Population serum proteomics uncovers a prognostic protein classifier for metabolic syndrome

Xue Cai  1 Zhangzhi Xue  1 Fang-Fang Zeng  2 Jun Tang  3 Liang Yue  4 Bo Wang  5 Weigang Ge  5 Yuting Xie  4 Zelei Miao  3 Wanglong Gou  3 Yuanqing Fu  3 Sainan Li  4 Jinlong Gao  4 Menglei Shuai  3 Ke Zhang  3 Fengzhe Xu  3 Yunyi Tian  3 Nan Xiang  5 Yan Zhou  4 Peng-Fei Shan  6 Yi Zhu  7 Yu-Ming Chen  8 Ju-Sheng Zheng  9 Tiannan Guo  10
Affiliations

Population serum proteomics uncovers a prognostic protein classifier for metabolic syndrome

Xue Cai et al. Cell Rep Med. .

Abstract

Metabolic syndrome (MetS) is a complex metabolic disorder with a global prevalence of 20%-25%. Early identification and intervention would help minimize the global burden on healthcare systems.

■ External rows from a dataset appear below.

PR #110, opened 2019-04-16
Re-layout the oscilloscope

jpcima:
I arranged the oscilloscope positioning, according to multiple attempts and personal preference.
The inconvenience is the reduction of height of the instruments panel.
Despite it, the program will be able to resize more easily to a smaller size.

Also, I add a setting which can turn on/off the display, like deflemask.
Some users may prefer to avoid a source of distraction.

### DIFF
--- a/BambooTracker/configuration.cpp
+++ b/BambooTracker/configuration.cpp
@@ -29,6 +29,7 @@ Configuration::Configuration()
 	retrieveChannelState_ = false;
 	enableTranslation_ = true;
 	showFMDetuneSigned_ = false;
+	showWaveVisual_ = true;
 
 	// Edit settings
 	pageJumpLength_ = 4;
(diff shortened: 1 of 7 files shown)


rerrahkr:
Is it possible to reduce the size of the oscilloscope a little more? It is favor to avoid making the instrument list too small, even when viewing an oscilloscope.

I'm trying to move Tick freq to the module settings dialog and delete the module settings dialog button (there is the same button in the toolbar). Furthermore song number and song title will be changed to 1 combobox like famitracker. I was thinking of putting the oscilloscope in a space left by these tasks..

Here, we measured over 400 proteins from ∼20,000 proteomes using data-independent acquisition mass spectrometry for 7,890 serum samples from a longitudinal cohort of 3,840 participants with two follow-up time points over 10 years. We then built a machine-learning model for predicting the risk of developing MetS within 10 years. Our model, composed of 11 proteins and the age of the individuals, achieved an area under the curve of 0.774 in the validation cohort (n = 242). Using linear mixed models, we found that apolipoproteins, immune-related proteins, and coagulation-related proteins best correlated with MetS development. This population-scale proteomics study broadens our understanding of MetS and may guide the development of prevention and targeted therapies for MetS.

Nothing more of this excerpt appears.